この記事では、そうした悩みを解決する可能性を秘めたWiseが使える国や通貨、気になる手数料、そして安全性について解説します。海外旅行での両替やATM利用はもちろん、便利なデビットカードとデジタルカードの違いも具体的にカバーします。旅行前の準備や入金方法から、留学や長期滞在での応用まで、Wiseを賢く使いこなすための情報を網羅的にお届けします。
- Wiseが海外旅行でなぜお得なのかが分かる
- 具体的な手数料や使える国が把握できる
- 旅行前の準備から現地での使い方までが理解できる
- メリットとデメリットを知り賢く活用できる
Wiseの海外旅行での使い方|基本情報と特徴

- Wise(ワイズ)の特徴と仕組み
- Wise活用のメリット・デメリット
- 使える国・通貨や手数料の目安
- 安全性は?資金の保護について
- 海外留学や長期滞在での活用
Wise(ワイズ)の特徴と仕組み
Wise(ワイズ)は、ロンドンに本社を置くフィンテック企業が提供する、海外送金や多通貨管理に特化した金融サービスです。以前は「TransferWise」という名称で知られていましたが、送金だけでなく多通貨口座やデビットカードなどサービス内容が拡大したことに伴い、2021年に「Wise」へとブランド名を変更しました。
銀行との決定的な違い「ミッドマーケットレート」
私たちが普段、銀行や空港の両替所で目にする為替レートには、「為替スプレッド」と呼ばれる独自の手数料(マージン)がすでに上乗せされています。これは金融機関の利益となるもので、利用者が気づきにくい「隠れたコスト」です。

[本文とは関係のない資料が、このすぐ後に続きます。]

Issue #1310, opened 2026-08-05
Ascending-order inserts leave leaf pages ~50% full


farhan-syah:
Inserting keys in ascending order leaves every leaf page about half full, so the same data occupies ~39% more space than inserting it in random order.

Repro, single table, `tempfile` the only extra dep:

```rust
use redb::{Database, ReadableDatabase, ReadableTableMetadata, TableDefinition};

const T: TableDefinition<&[u8], &[u8]> = TableDefinition::new("x");

fn main() {
    for sorted in [false, true] {
        let mut state = 0x2545f4914f6cdd1du64;
        let mut next = || {
            state ^= state << 13;
            state ^= state >> 7;
            state ^= state << 17;
            state
        };

        let mut keys: Vec<[u8; 24]> = (0..1_000_000)
            .map(|_| {
                let mut key = [0u8; 24];
                key[..8].copy_from_slice(&next().to_le_bytes());
                key[8..16].copy_from_slice(&next().to_le_bytes());
                key[16..].copy_from_slice(&next().to_le_bytes());
                key
            })
            .collect();
        if sorted {
            keys.sort_unstable();
        }

        let value = vec![0u8; 150];
        let file = tempfile::NamedTempFile::new().unwrap();
        let db = Database::create(file.path()).unwrap();
        let txn = db.begin_write().unwrap();
        {
            let mut table = txn.open_table(T).unwrap();
            for key in &keys {
                table.insert(key.as_slice(), value.as_slice()).unwrap();
            }
        }
        txn.commit().unwrap();

        let read = db.begin_read().unwrap();
        let stats = read.open_table(T).unwrap().stats().unwrap();
        println!(
            "{:>6} order: {} leaf pages, {} MiB fragmented",
            if sorted { "sorted" } else { "random" },
            stats.leaf_pages(),
            stats.fragmented_bytes() / 1024 / 1024,
        );
    }
}
```

```
random order: 64848 leaf pages, 80 MiB fragmented
sorted order: 83333 leaf pages, 155 MiB fragmented
```

Identical data and identical `stored_bytes`, but 28.6% more leaf pages. Accounting for per-entry offsets, the sorted leaves sit around 50% occupancy against roughly 70% for random.

[...]

PR #1312, opened 2026-08-05
Add Table::insert_with_hint() and InsertHint::Append

farhan-syah:
## Problem

Inserting keys in ascending order leaves every leaf about half full. `LeafBuilder::build_split()` divides at the byte midpoint, and an ascending insert always splits the rightmost leaf, so the leading half is sealed at half capacity with nothing to refill it. Loading 1M pairs in ascending order costs 28.6% more leaf pages than loading the same pairs in random order, where later inserts land in the half-empty pages and fill them.

## Fix

Add `InsertHint` and `Table::insert_with_hint()`, as discussed in #1310:

```rust
#[non_exhaustive]
pub enum InsertHint {
    Append,
}

table.insert_with_hint(&key, &value, InsertHint::Append)?;
```

`InsertHint::Append` divides after the second to last pair instead of evenly, so the leading page stays full. The hint is threaded through `BtreeMut::insert_with_hint()` and `MutateHelper` to the split site; `insert()` is unchanged and passes `None`.

The hint is advisory and verified rather than trusted: the split site still checks that the insert actually landed past the leaf's last key, so a hint that turns out to be wrong is ignored rather than producing a malformed leaf. This differs from LMDB's `MDB_APPEND`, which rejects out-of-order keys with `KEYEXIST`. Happy to switch to rejecting if you would rather match LMDB.

Packing leaves fully does cost something: a later key falling inside a packed leaf has to split it again. Loading 1M pairs ascending and then inserting 200k random ones uses 90,129 leaf pages with the hint against 83,362 without, so this is a poor trade for a table that keeps taking scattered writes. That is why it is opt-in per insert rather than automatic.

## Testing

`cargo test --all-features` passes. New `tests/insert_hint_tests.rs` covers packing fewer leaves, stored data being unchanged, a wrong hint being harmless (5,000 descending keys inserted with the hint set, then `check_integrity()`), replacing an existing key, and hinted and unhinted inserts interleaved in one transaction.

New `insert_hint_benchmark`, 1M pairs of 24-byte keys and 150-byte values:

| | load | leaf pages | data | DB size |
|---|---|---|---|---|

しかし、Wiseは原則としてGoogle検索などで表示される「ミッドマーケットレート」(市場の仲値)をそのまま両替に適用します。これは、銀行間取引で使われる純粋な市場レートです。Wiseは、両替にかかるサービス手数料を「0.xx%」という形で別途、明確に提示します。これにより、利用者は自分が総額でいくら支払っているのかを正確に把握できます。これが、Wiseが「安い」「透明性が高い」と言われる最大の理由です。

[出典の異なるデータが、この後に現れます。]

PR #1313, opened 2026-08-05
Tag user-defined field types in the derived TypeName

cberner:
Last in the redb-derive stack (#1314 → #1311 → this). Both predecessors have merged; this PR is rebased onto master and is the only one remaining. It carries the changelog for the whole stack, under a `redb-derive (unreleased)` heading (no version changes in the stack; versioning happens at release).

## The bug

Derived `type_name()` composed the struct's `TypeName` from only the *name strings* of its field types, discarding the user-defined vs built-in classification. A user type named `String` and the built-in `String` produced byte-identical `TypeName`s for their containing structs, so a table written with one opened as the other without error and silently misread the stored bytes.

## The fix

This is the derive-side analog of the composite-type collision fixed in 4388342/27160a5, but bubbling the classification up cannot work here: a derived struct is itself always user-defined, so the outer classification carries no signal. Instead, user-defined field types are tagged in the composed name (`Holder {id: Inherent#user}`); `#` cannot appear in any built-in type name, so tagged and untagged renderings cannot collide.

The generated code reads the classification by rebuilding the field's `TypeName` through `TypeName::new` and comparing — `TypeName` equality is exactly (classification, name) — rather than calling `is_user_defined()`. That keeps it compiling when `#[redb(crate = "...")]` names an older redb: `new`, `name()`, and `PartialEq` are public back to redb 3.0, which was already the floor for field-bearing derives (`name()` is private in ≤2.6). `TypeName::is_user_defined()` stays `pub(crate)` — nothing outside the crate needs it (per review).

## Compatibility

- Derived structs whose fields are **all built-in types** (including tuples, arrays, `Option`/`Vec` of built-ins) keep a byte-identical `TypeName` — their existing tables still open. The pre-existing tests pin this: all expected name strings are unchanged.
- Structs containing **user-defined field types** change identity; their derive-0.1 tables report `TableTypeMismatch` and need migration. Per review, this includes the `chrono` types whose `Value` implementations redb provides under the `chrono_v0_4` feature — those are classified user-defined (`TypeName::new`) and, unlike `uuid::Uuid` (which never compiled under 0.1, see #1311), chrono fields did compile, so such tables can exist. The changelog calls this out.
- The `#[redb(crate = "...")]` multi-version use case keeps working (per review): field-bearing derives compile against redb 3.0+, pinned by a new `redb3_0 = "=3.0.0"` dev-dependency.

## Tests

- User type named `String` vs built-in `String` → distinct `TypeName`s, and an end-to-end `open_table` mismatch error.
- Nested derived structs, and `Vec`/tuple composites wrapping user types → tagged; composites of built-ins → untagged.
- Equality pin that built-in-only structs keep the exact pre-change identity.
- A field-bearing struct with a user-defined field derives against redb 3.0.0 via `#[redb(crate = "redb3_0")]`, asserts its tagged name, and round-trips through a 3.0 database; a `types.rs` unit test keeps the reconstruction agreeing with `is_user_defined()` for every classification.

https://claude.ai/code/session_01EuLGiEERgJR51vhJNtYwRA

### DIFF
--- a/CHANGELOG.md
+++ b/CHANGELOG.md
@@ -101,6 +101,19 @@
   instead of splitting it evenly when an insert past the leaf's last key forces a split. This
   reduces free space left behind when loading data in ascending key order, at the cost of
   leaves needing to split again to accept a later key that falls inside them.
+### redb-derive (unreleased)
+* Fix the derived implementations calling inherent methods named `fixed_width`, `from_bytes`,
+  `as_bytes`, or `type_name` on field types, instead of the `Value` trait methods. The
+  generated code now uses fully qualified paths, and no longer requires the `Value` and `Key`
+  traits to be in scope at the derive site.
+* Add `#[redb(crate = "...")]` to name the crate the implementations are generated for, when
+  redb is renamed or present in several versions. Structs with fields require redb 3.0+.
+* Fix derived structs producing the same `TypeName` when two field types with different
+  definitions share a name, such as a user-defined type named `String` and the built-in
+  `String`. User-defined field types (including the `chrono` types redb provides) are now
+  tagged in the derived `TypeName`, so structs containing them change type identity: their
+  existing tables report `TableTypeMismatch` and must be migrated. Structs whose fields are
+  all built-in types are unaffected.
 
 ### Python bindings
 * Add `Database.create(path)` for creating or opening a database file.
--- a/crates/redb-derive/src/lib.rs
+++ b/crates/redb-derive/src/lib.rs
@@ -45,7 +45,12 @@ fn redb_crate_path_for(input: &DeriveInput) -> syn::Result<proc_macro2::TokenStr
 /// The generated implementation refers to the redb crate as `::redb`. When it should be
 /// generated for a crate under another name -- a renamed dependency
 /// (`my_redb = { package = "redb" }`), or one of several versions of redb -- name that crate
-/// with `#[redb(crate = "my_redb")]`.
+/// with `#[redb(crate = "my_redb")]`. For a struct with fields, the generated implementation
+/// uses `TypeName` API that redb makes public from 3.0 on; a unit struct works with older
+/// versions as well. The tagging of user-defined field types in the composed type name follows
+/// the named version's classification: redb 4.1 and older classify composites (`Option`,
+/// `Vec`, tuples, arrays) of user-defined types as built-in, so such composite fields render
+/// untagged there, and their names collide exactly where that version's own type names do.
 #[proc_macro_derive(Key, attributes(redb))]
 pub fn derive_key(input: TokenStream) -> TokenStream {
     let input = parse_macro_input!(input as DeriveInput);
@@ -88,7 +93,12 @@ fn generate_key_impl(input: &DeriveInput) -> syn::Result<proc_macro2::TokenStrea
 /// The generated implementation refers to the redb crate as `::redb`. When it should be
 /// generated for a crate under another name -- a renamed dependency
 /// (`my_redb = { package = "redb" }`), or one of several versions of redb -- name that crate
-/// with `#[redb(crate = "my_redb")]`.
+/// with `#[redb(crate = "my_redb")]`. For a struct with fields, the generated implementation
+/// uses `TypeName` API that redb makes public from 3.0 on; a unit struct works with older
+/// versions as well. The tagging of user-defined field types in the composed type name follows
+/// the named version's classification: redb 4.1 and older classify composites (`Option`,
+/// `Vec`, tuples, arrays) of user-defined types as built-in, so such composite fields render
+/// untagged there, and their names collide exactly where that version's own type names do.
 #[proc_macro_derive(Value, attributes(redb))]
 pub fn derive_value(input: TokenStream) -> TokenStream {
     let input = parse_macro_input!(input as DeriveInput);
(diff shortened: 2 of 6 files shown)


crates/redb-derive/src/lib.rs
```diff
@@ -183,6 +183,27 @@ fn generate_self_type(
...
+// tagged to keep the composed names distinct. Built-in field types render as the bare name,
+// which keeps the `TypeName` of structs made only of built-in types unchanged.
+fn render_field_type_name(
+    field_type: &syn::Type,
+    redb: &proc_macro2::TokenStream,
+) -> proc_macro2::TokenStream {
+    quote! {
+        {
+            let type_name = <#field_type as #redb::Value>::type_name();
+            if type_name.is_user_defined() {
```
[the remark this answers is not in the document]
cberner: Confirmed — fixed in f6fd07e. The generated code no longer calls `is_user_defined()`: it reads the classification by rebuilding the field's `TypeName` through `TypeName::new` and comparing, which is equivalent because `TypeName` equality is exactly (classification, name). `new`, `name()`, and `PartialEq` are public back to redb 3.0, which was already the floor for field-bearing derives (`name()` is private in ≤2.6, as the unit-struct test notes).

Pinned in CI by a new `redb3_0 = { package = "redb", version = "=3.0.0" }` dev-dependency: `crate_attr_tests.rs` now derives a field-bearing struct with a user-defined field type against it and round-trips through a 3.0 database, and a unit test in `types.rs` keeps the reconstruction agreeing with `is_user_defined()` for every classification. The macro docs and changelog state the 3.0 floor. `is_user_defined()` itself stays public — hand-written composite `Value` implementations still want it, and they ship in lockstep with redb.

---

src/types.rs
```diff
@@ -109,7 +109,15 @@ impl TypeName {
...
-    pub(crate) fn is_user_defined(&self) -> bool {
+    /// Whether this name involves a user-defined type: either it was created with
+    /// [`TypeName::new`], or it names a composite type (such as a tuple or `Vec`) that contains
+    /// a user-defined type.
+    ///
+    /// A user-defined type may share its name string with a built-in type; only the
+    /// classification carried by the `TypeName` distinguishes the two. `Value` implementations
+    /// that compose their [`type_name()`](Value::type_name) from the names of inner types should
+    /// therefore incorporate this flag, so that the composed names cannot collide either.
+    pub fn is_user_defined(&self) -> bool {
```
cberner: Does this really have to be public?

CHANGELOG.md
```diff
@@ -101,6 +101,35 @@
...
+  share a name, such as a user-defined type named `String` and the built-in `String`. A table
+  written using one could be opened with the other without error, silently misinterpreting the
+  stored bytes. User-defined field types are now tagged in the derived `TypeName`. This changes
+  the type identity of derived structs that contain user-defined field types (including derived
+  ones, the `chrono` types whose `Value` implementations redb provides under the `chrono_v0_4`
+  feature, and `Option`/`Vec`/tuple/array composites of them): their tables written by redb-derive
+  0.1 are reported as `TableError::TableTypeMismatch` and must be migrated, for example by
+  reading them under a hand-written `Value` implementation that reproduces the previous
+  `type_name()` and copying into a new table. Derived structs whose fields are all built-in
+  types keep their previous identity, and their existing tables are unaffected.
```
cberner: Can we make this less verbose please?

crates/redb-derive/tests/derive_tests.rs
```diff
@@ -287,7 +287,7 @@ fn test_inherent_methods_do_not_shadow_trait_methods() {
     // The inherent `type_name` returns "bogus"
     assert_eq!(
         InherentHolder::type_name().name(),
-        "InherentHolder {a: Inherent, b: u64}"
+        "InherentHolder {a: Inherent#user, b: u64}"
```
cberner, line 290: Is "#user" the same as what we used for Tuples containing user types?

src/types.rs
cberner: No — not anymore. The generated code stopped calling it when it switched to the `TypeName::new` reconstruction (for redb-3.0 compat), so nothing outside the crate uses it. Reverted to `pub(crate)` in d2c5635, and dropped the changelog entry that announced it.

---

CHANGELOG.md
cberner: Trimmed in d2c5635 — about half the length now. Dropped the failure-mode walkthroughs and the migration recipe; kept the chrono callout and the `TableTypeMismatch` symptom.

---

crates/redb-derive/tests/derive_tests.rs
cberner: Same classification, different encoding channel. For redb's own composites (tuples/arrays/`Option`/`Vec`), the composed name string is unchanged and the user-defined-ness bubbles up into the `TypeName`'s *classification* via `into_composite`. That channel isn't available here: a derived struct's `TypeName` is built with `TypeName::new`, so its classification is always user-defined no matter what the fields are — the bit carries no signal. So the derive encodes the per-field classification in the *name string* instead, as the `#user` tag (`#` can't occur in any built-in type name, so tagged and untagged renderings can't collide).

The two mechanisms compose rather than overlap: a `Vec<UserType>` field is classified user-defined by the bubbling, and the derive reads that classification and renders the tag — the `WrappedUser` test below pins `"WrappedUser {v: Vec<SingleField {value: i32}>#user, w: Vec<u32>}"`.

---

crates/redb-derive/src/lib.rs
```diff
@@ -183,6 +187,34 @@ fn generate_self_type(
...
+// `name()`, and `PartialEq` reach back to redb 3.0, which `#[redb(crate = "...")]` may name
+// (`name()` is private before that, so field-bearing structs already floor there).
+fn render_field_type_name(
+    field_type: &syn::Type,
+    redb: &proc_macro2::TokenStream,
+) -> proc_macro2::TokenStream {
+    quote! {
+        {
+            let type_name = <#field_type as #redb::Value>::type_name();
+            if type_name == #redb::TypeName::new(type_name.name()) {
```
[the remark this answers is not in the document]
cberner: Confirmed, and resolved by documenting + pinning (the second of the suggested options) in 00e8c67.

Recursive tagging was considered and rejected as unsound: the macro only sees the field's type *syntax*, so an alias (`type A = Option<MyString>`) would render differently from the spelled-out composite, and a version-dependent rendering (`Option<String#user>` under 3.0 vs `Option<String>#user` under 4.2) would change a struct's composed name when the app upgrades redb, breaking its existing tables — the failure mode this PR exists to prevent.

The residual collision is exactly the named version's own: redb ≤ 4.1 classifies `Option<MyString>` as built-in, so a plain 3.0 table of `Option<MyString>` already collides with `Option<String>` with no derive involved (that's the bug 4.2 fixes). The derive against an old redb reproduces that version's semantics rather than pretending to retrofit it. Now stated in both derive macro docs and in `render_field_type_name`'s comment, and pinned by a new `Option<Old3Inner>` field in the `redb3_0` test, which asserts the untagged rendering alongside the tagged direct field.

---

Wiseは公式サイト上で、そのミッションとして「最終的には無料」で利用できるサービスの実現を掲げており、コスト削減と透明性の追求を続けています。
マルチカレンシー口座の仕組み
Wiseのもう一つの大きな特徴が、「マルチカレンシー口座」です。これは、文字通り「多通貨口座」を意味し、1つのアカウント内で日本円、米ドル、ユーロ、英ポンド、オーストラリアドルなど、40種類以上の通貨を同時に保有・管理できる画期的な機能です。
例えば、出発前に為替レートが良いタイミング(円高)で、アプリ上から日本円を米ドルに両替して口座に保有しておけます。そして、実際にアメリカに旅行した際は、その米ドル残高からWiseデビットカードで直接支払うことができます。この場合、決済時に追加の両替手数料はかかりません。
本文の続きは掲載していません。